Source records
BEGIN
PR #3264, opened 2017-05-31
Return AB test path for WorldwideOrganisation

gpeng:
For the worldwide AB test we require that the usual worldwide organisation path for embassies that are part of the test redirect to the parent location.

In certain circumstances we still need to link to the embassy from pages e.g. corporate information pages and this requires that the links are updated with the new path to avoid the redirect and go to the new embassy pages.

This commit temporarily overrides the path and url helpers for `WorldwideOrganisation` to achieve this for the duration of the test.

[Trello](https://trello.com/c/Biya5HFW/167-fix-link-to-embassies-under-test-from-corporate-information-pages)

This helper is used to generate links on the embassy pages (which are replaced in the test with hard coded links to the new URL) and world location news article pages in the metadata component. The latter links should probably point to the embassy contact pages for the test. There may be other inline links but there don't appear to be any internally when checked with a Google link search. External links for B group users will be directed to the country taxon pages as intended.

### DIFF
--- a/app/helpers/worldwide_organisations_helper.rb
+++ b/app/helpers/worldwide_organisations_helper.rb
@@ -1,9 +1,17 @@
+require "localised_url_path_helper"
+
 module WorldwideOrganisationsHelper
+  include LocalisedUrlPathHelper
+
   def worldwide_organisation_path(worldwide_organisation, options = {})
-    worldwide_organisation_url(
-      worldwide_organisation,
-      options.merge(only_path: true)
-    )
+    if ab_test_helper.is_under_test?(worldwide_organisation)
+      worldwide_organisation_url(
+        worldwide_organisation,
+        options.merge(only_path: true)
+      )
+    else
+      super
+    end
   end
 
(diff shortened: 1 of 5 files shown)


app/helpers/worldwide_organisations_helper.rb
```diff
@@ -0,0 +1,27 @@
+module WorldwideOrganisationsHelper
+  def worldwide_organisation_path(worldwide_organisation, options = {})
+    worldwide_organisation_url(
+      worldwide_organisation,
+      options.merge(only_path: true)
```
davidbasalla: What does the `only_path: true` part do?

gpeng: Yep. That's it.

davidbasalla:
As discussed in person, might be worth considering if we can check the A/B Bucket somehow

bevanloon:
Closing in favour of https://github.com/alphagov/whitehall/pull/3276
END
Problem to solve — Among the lines above, which ones hold the string "with"? Show them.

Response —
In certain circumstances we still need to link to the embassy from pages e.g. corporate information pages and this requires that the links are updated with the new path to avoid the redirect and go to the new embassy pages.
This helper is used to generate links on the embassy pages (which are replaced in the test with hard coded links to the new URL) and world location news article pages in the metadata component. The latter links should probably point to the embassy contact pages for the test. There may be other inline links but there don't appear to be any internally when checked with a Google link search. External links for B group users will be directed to the country taxon pages as intended.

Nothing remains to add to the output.